The relationship between aldosterone, oxidative stress, and inflammation in chronic, stable human heart failure.

Background: Aldosterone antagonists reduce morbidity and mortality in patients with severe heart failure, but the mechanisms responsible are not fully understood. Observations in animal models suggest that elevated levels of aldosterone promote oxidative stress and inflammation in the myocardium. It is unknown if these findings are relevant to heart failure patients who may have much lower aldosterone levels.

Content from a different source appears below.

PR #1087, opened 2026-02-03
fix: correct repr for MultiCell

henryiii:
Followup to #1008. This fixes the repr for MultiCell, which currently always shows `0`, since we can't get the actual instance, but just it's type (without the value of nelem).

Methods and Results: We therefore examined the relationship of plasma aldosterone levels to markers of oxidative stress, inflammation and matrix turnover in 58 patients with chronic, stable heart failure from systolic dysfunction (LV ejection fraction <0.40) who were not receiving aldosterone antagonists. Chronic, stable heart failure patients had modestly elevated levels of aldosterone. Additionally, these patients had elevated levels of 8-isoprostaglandin F(2alpha), C-reactive protein, soluble intercellular adhesion molecule-1, osteopontin, brain natriuretic peptide, procollagen type III aminoterminal peptide, and tissue inhibitor of metalloproteinase-1. Among these patients with heart failure, aldosterone levels correlated with 8-iso-PGF(2alpha) (P = .003), ICAM-1 (P = .008), and TIMP-1 (P = .006) after adjustment for age, gender, race, diabetes, smoking, heart rate, left ventricular mass, and body mass index.
Conclusion: In chronic, stable heart failure patients on standard therapy, higher aldosterone levels are associated with systemic evidence of oxidative stress, inflammation, and matrix turnover.